As mulheres vítimas de violência carnal foram alvo de proposta apresentada ao III Congresso Científico Panamericano (Lima, 1924), por Jimenez de Asúa — indubiamente o maior penalista de língua espanhola — assim redigida:

"Tendo em conta que há casos excepcionais de violação, em que a ultrajada verá no filho, concebido pela força, uma recordação amaríssima dos instantes mais penosos de sua vida, pode formular-se um artigo, que poderia incluir-se nos códigos penais de toda a América espanhola, concedendo ao magistrado a faculdade de outorgar à mulher violada que o solicite, por excepcionais causas sentimentais, autorização para que um médico de responsabilidade moral e científica lhe pratique o aborto libertador das suas justas repugnâncias".

            Temos também aqueles que vêm uma impropriedade técnica na redação do art. 128 do Código Penal, é o caso de Magalhães Noronha, para ele:

"Segundo cremos, não é das mais felizes a redação do art. 128. Se o fundamento do inc. I é o estado de necessidade, e o do II ainda o mesmo estado, conforme alguns, ou a prática de um fato lícito, não nos parece que na técnica do Código se devia dizer "não se pune..." Dita frase pode levar à conclusão de que se trata de dirimente ou de escusa absolutória, o que seria insustentável. Em tal hipótese, a enfermeira que auxiliasse o médico, no aborto, seria punida. Nos incisos do art. 128, o que desaparece é a ilicitude ou antijuridicidade do fato, e, conseqüentemente, devia dizer-se: "Não há crime"." (Direito Penal, São Paulo, Saraiva, 1995, vol. 2, p.58).

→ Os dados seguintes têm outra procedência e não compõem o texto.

PR #436, opened 2025-02-01
Add Option to toggle light with hardware buttons

phillipthelen:
This is my first PR here, so I hope I modified things correctly.

This is a small change to add an option for "Toggle Light" to the Hardware Settings Page for the physical buttons. This toggles the main/chamber light, the same way the lightbulb button in the touchscreen UI does.

Right now if the touchscreen is active and on the main screen, when the hardware button is used to toggle the light the lightbulb icon on the screen switches between on and of two times until it settles on the correct new state. I'm not sure if this can be fixed/improved, since I haven't worked with qml before. I can however look into it further.


jwise:
Nice work!  Thanks!!

jwise (approved):

PR #484, opened 2025-05-20
expansion: add LED and I2C config support from the GUI

jwise:


bani6809:
"I2C (STEMMA)" pulls up "Port D configuration"

images/cfw/opt/x1plus/share/expansion/I2c.qml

                        E aqueles que discordam desse posicionamento e para resolver a questão da enfermeira, transformando o não punível em lícito, José Frederico Marques parece ter "achado a fórmula". Diz ele, criticando Magalhães Noronha:

"Parece-nos que não atentou bem o ilustre mestre para os precisos dizeres da lei. Se nela se dissesse que não se pune o médico que pratica o aborto necessário ou o aborto advindo de estupro, então sim, poderia falar-se em dirimente. O texto, no entanto, alude à não punição do fato típico: não se pune o aborto, é o que reza a norma legal. Ora, fato impunível é, por definição, fato que não constitui crime" (Tratado de Direito Penal, v. 4, p. 174)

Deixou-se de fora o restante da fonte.